PR #2171, opened 2019-05-28
testing: enable the test-summary tool for runchecks

eliben:
... looking at how Travis will take it, for now

### DIFF
--- a/internal/testing/runchecks.sh
+++ b/internal/testing/runchecks.sh
@@ -87,7 +87,7 @@ while read -r path || [[ -n "$path" ]]; do
   # codecov will only save the last one anyway.
   if [[ "${TRAVIS_OS_NAME:-}" == "linux" ]]; then
     echo "Running Go tests with coverage..."
-    go test -mod=readonly -race -coverpkg=./... -coverprofile=coverage.out ./... || result=1
+    go test -mod=readonly -json -race -coverpkg=./... -coverprofile=coverage.out ./... | go run "$rootdir"/internal/testing/test-summary/test-summary.go -progress || result=1
     if [ -f coverage.out ] && [ $result -eq 0 ]; then
       # Filter out test packages.
       grep -v test coverage.out > coverage2.out
@@ -103,7 +103,7 @@ while read -r path || [[ -n "$path" ]]; do
     if [[ "${TRAVIS_OS_NAME:-}" == "windows" ]] && ([[ "$path" == "internal/contributebot" ]] || [[ "$path" == "internal/website" ]]); then
       echo "  Skipping tests on Window"
     else
-      go test -mod=readonly -race ./... || result=1
+      go test -mod=readonly -json -race ./... | go run "$rootdir"/internal/testing/test-summary/test-summary.go -progress || result=1
     fi
   fi
   # Do these additional checks for the Linux build on Travis, or when running


eliben:
Travis logs look reasonable to me, WDYT?

vangent:
> Travis logs look reasonable to me, WDYT?

Looks OK I guess. I like the summary, but do you think the test output is too chatty? IIRC, it is longer than it was before (separate line for each test, normally it is a single line per package).

It would also be nice to see what it looks like if a single test is failing.

eliben:
> > Travis logs look reasonable to me, WDYT?
> 
> Looks OK I guess. I like the summary, but do you think the test output is too chatty? IIRC, it is longer than it was before (separate line for each test, normally it is a single line per package).
> 

I suppose we could report success per package, as in the original tester. @jba WDYT?

> It would also be nice to see what it looks like if a single test is failing.

With #2170 it's actually going to be nice since it will report which tests failed without having to hunt through the log. Excerpt from full output with one failing tests (last page of text or so):

```
pass     TestURLOpenerForParams/BadPrivateKeyPath (0.00s)
pass     TestURLOpenerForParams/PrivateKeyPath (0.00s)
pass     TestURLOpenerForParams (0.00s)
pass     TestOpenBucketFromURL (0.00s)
skip gocloud.dev/gcp/cloudsql (0.00s)
skip gocloud.dev/internal/docstore/drivertest (0.00s)
skip gocloud.dev/internal/testing (0.00s)
skip gocloud.dev/internal/testing/octest (0.00s)
skip gocloud.dev/internal/testing/setup (0.00s)
skip gocloud.dev/internal/testing/terraform (0.00s)
skip gocloud.dev/internal/useragent (0.00s)
skip gocloud.dev/pubsub/driver (0.00s)
skip gocloud.dev/pubsub/drivertest (0.00s)
skip gocloud.dev/runtimevar/driver (0.00s)
skip gocloud.dev/runtimevar/drivertest (0.00s)
skip gocloud.dev/secrets/driver (0.00s)
skip gocloud.dev/secrets/drivertest (0.00s)
skip gocloud.dev/server/driver (0.00s)
skip gocloud.dev/server/sdserver (0.00s)
skip gocloud.dev/server/xrayserver (0.00s)
skip gocloud.dev/tests/internal/testutil (0.00s)
Failures (reporting up to 10):
  gocloud.dev/blob/gcsblob/TestPreconditions
ran 1573; passed 1523; failed 1; skipped 49
exit status 1
```

jba:
> do you think the test output is too chatty

You shouldn't see a line per test if you omit the -progress flag.

vangent:
> > do you think the test output is too chatty
> 
> You shouldn't see a line per test if you omit the -progress flag.

+1 for no `-progress` then :-).

eliben:
> > do you think the test output is too chatty
> 
> You shouldn't see a line per test if you omit the -progress flag.

If you omit the `-progress` flag you don't see the test results running/reporting one by one either. All we'll see on Travis is "Checking XXX" and then ominous silence for up to minutes until all results are available. This is a strictly worse user experience than the default `go test` and a no-go, IMHO.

***

From the entries above, write out only the lines starting at the line that holds "-json -race -coverpkg=./..." and ending at the line that holds "# Filter out test packages.", keeping both and matching them exactly.

+    go test -mod=readonly -json -race -coverpkg=./... -coverprofile=coverage.out ./... | go run "$rootdir"/internal/testing/test-summary/test-summary.go -progress || result=1
     if [ -f coverage.out ] && [ $result -eq 0 ]; then
       # Filter out test packages.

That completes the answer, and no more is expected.